Greece debt crisis: Tsipras's impossible position

13 Ιουν 2015

The rhetoric from Greece's creditors and its international partners has gone up a significant notch. The message to Athens is pretty clear: it is time to decide, no more prevarication.


"There's no more space for gambling, no more time for gambling," argued the President of the European Council Donald Tusk.
"The risk of insolvency is increasing by the day," said the head of the German Bundesbank Jens Weidmann. "The main losers in that scenario would be Greece and the Greek people."
Add in the decision by the International Monetary Fund to withdraw its team from technical talks with Greek officials in Brussels, and fly them back to Washington, and the prospects look alarmingly gloomy.
Sometimes the toughest talking happens just before a deal is done. But occasionally it means things are about to fall apart. So the public pressure on Alexis Tsipras is growing - reflecting concern within the EU and the IMF that he has miscalculated the extent to which he can orchestrate a change in policy.
But a brief visit to Athens this week was a reminder of the countervailing pressures the prime minister is under at home. He was elected in January when his party, Syriza - the Coalition of the Radical Left - swept to power.

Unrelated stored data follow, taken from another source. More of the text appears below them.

PR #9093, opened 2023-12-20
[suggestion] wallet: use ~/.bitmonero/monero-wallet-cli.conf as default config for cli

alfredfo:
As said in the title this is more of a suggestion. I haven't tested it on Windows, guessing that '~' could be an issue, and maybe there should be more default paths like: /etc/monero/monero-wallet-cli.conf.

Should probably also change location if `--stagenet` or `--testnet` is passed, but let me know if you like the idea.

### DIFF
--- a/src/wallet/wallet_args.cpp
+++ b/src/wallet/wallet_args.cpp
@@ -108,7 +108,7 @@ namespace wallet_args
     const command_line::arg_descriptor<std::size_t> arg_max_log_files = {"max-log-files", "Specify maximum number of rotated log files to be saved (no limit by setting to 0)", MAX_LOG_FILES};
     const command_line::arg_descriptor<uint32_t> arg_max_concurrency = {"max-concurrency", wallet_args::tr("Max number of threads to use for a parallel job"), DEFAULT_MAX_CONCURRENCY};
     const command_line::arg_descriptor<std::string> arg_log_file = {"log-file", wallet_args::tr("Specify log file"), ""};
-    const command_line::arg_descriptor<std::string> arg_config_file = {"config-file", wallet_args::tr("Config file"), "", true};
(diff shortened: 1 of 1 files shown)


0xFFFC0000:
Thanks for the PR. I like this change. I am not approving it yet, I want to wait and see if there are any objections from the community. 

If not will approve it.

omurad:
I like this idea, though on Linux systems a feature like this should respect [XDG](https://specifications.freedesktop.org/basedir-spec/latest/), specifically in this case `XDG_CONFIG_HOME`.

src/wallet/wallet_args.cpp
```diff
@@ -108,7 +108,7 @@ namespace wallet_args
     const command_line::arg_descriptor<std::size_t> arg_max_log_files = {"max-log-files", "Specify maximum number of rotated log files to be saved (no limit by setting to 0)", MAX_LOG_FILES};
     const command_line::arg_descriptor<uint32_t> arg_max_concurrency = {"max-concurrency", wallet_args::tr("Max number of threads to use for a parallel job"), DEFAULT_MAX_CONCURRENCY};
     const command_line::arg_descriptor<std::string> arg_log_file = {"log-file", wallet_args::tr("Specify log file"), ""};
-    const command_line::arg_descriptor<std::string> arg_config_file = {"config-file", wallet_args::tr("Config file"), "", true};
+    const command_line::arg_descriptor<std::string> arg_config_file = {"config-file", wallet_args::tr("Config file"), "~/.bitmonero/monero-wallet-cli.conf", true};
```
jpk68, line 111: This should, in theory, fix compatibility with Windows.

```suggestion
    const command_line::arg_descriptor<std::string> arg_config_file = {"config-file", wallet_args::tr("Config file"), (boost::filesystem::path(tools::get_default_data_dir()) / "monero-wallet-cli.conf").string(), true};
```

jpk68 (changes requested):

PR #9117, opened 2024-01-06
remove ARCH="x86-64" from Makefile

woodser:


selsta (approved):

selsta:
Hmm, some of these targets seem to be for a sepcific arch so it might make sense to keep the x86-64 in it, on the other hand there is no point to keep it.

woodser:
I can change only `release-static` if preferred, since that's what I tested. I also don't know about the others.

selsta:
> I can change only release-static

Yes, would prefer.

selsta (approved):

PR #455, opened 2016-11-27
Use ::class syntax where applicable

dereuromark:
Follows https://github.com/cakephp/cakephp/pull/9806

Must only be merged after 3.4 is stable.


markstory:
Could this be rebased on top of `3.next` if its a 3.4+ thing.

dereuromark:
Sry, was an oversight. Done.

PR #458, opened 2016-12-05
Bootstrap: HTTP_X_FORWARDED_PROTO

dorxy:
When the bootstrapper sets the fullBaseUrl, it now takes into account any protocols forwarded in the HTTP_X_FORWARDED_PROTO environment variable. This is very useful when applications are behind load balancers which forward SSL while the application itself runs without SSL.

### DIFF
--- a/config/bootstrap.php
+++ b/config/bootstrap.php
@@ -140,7 +140,7 @@ if ($isCli) {
  */
 if (!Configure::read('App.fullBaseUrl')) {
     $s = null;
-    if (env('HTTPS')) {
+    if (env('HTTPS') || env('HTTP_X_FORWARDED_PROTO', 'http') == 'https') {
         $s = 's';
     }
 
--- a/config/bootstrap.php
+++ b/config/bootstrap.php
@@ -140,7 +140,7 @@ if ($isCli) {
  */
 if (!Configure::read('App.fullBaseUrl')) {
     $s = null;
-    if (env('HTTPS') || env('HTTP_X_FORWARDED_PROTO', 'http') == 'https') {
+    if (env('HTTPS') || env('HTTP_X_FORWARDED_PROTO', 'http') === 'https') {
         $s = 's';
     }
 


josegonzalez:
@chinpei215 I think you mentioned this exact change ;)

config/bootstrap.php
```diff
@@ -140,7 +140,7 @@
  */
 if (!Configure::read('App.fullBaseUrl')) {
     $s = null;
-    if (env('HTTPS')) {
+    if (env('HTTPS') || env('HTTP_X_FORWARDED_PROTO', 'http') == 'https') {
```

Now his supporters expect him to deliver, and some are taking a hard line.
Twenty-two Syriza MPs wrote a joint letter to Mr Tsipras on Tuesday urging him to implement election pledges as soon as possible to bring back collective bargaining and raise the minimum wage - reversing reforms pushed through over the last few years.
And a Greek court ruled this week that the government should reverse cuts that were made to private sector pensions in 2012, because they were depriving pensioners of the right to a decent life.
Further pension cuts certainly represent one of a number of red lines for the government, but ministers involved in the negotiation process are also aware that a majority of Greeks believe they have to be prepared to compromise in order to avoid national bankruptcy.
"The Greek delegation is ready to intensify deliberations in order to conclude a deal soon," said the government spokesman Gabriel Sakellaridis, "even in the coming days."
But all the while, the critics are circling. "Increasingly, I've become more convinced that they don't know what they are doing," said the opposition MP Harry Theocharis from To Potami party.
"We needed a breath of fresh air in politics, but I think Mr Tsipras is probably out of his depth." One possible solution under discussion would be to extend Greece's current bailout deal, which expires at the end of this month, until March next year.
And there are still those who believe some kind of face-saving agreement could emerge at a meeting of Eurozone finance ministers in Luxembourg next week.
But the dilemma for Alexis Tsipras is that any deal that will now be on the table will represent a betrayal of a large part of his electoral programme.
Eventually there will have to be a serious examination of Greece's unsustainable debts, as Mr Tsipras demands.
But for now, Europe's only prime minister from the radical left may have put himself in an impossible position. He wanted less austerity and fewer structural reforms, and in the Eurozone you cannot have both.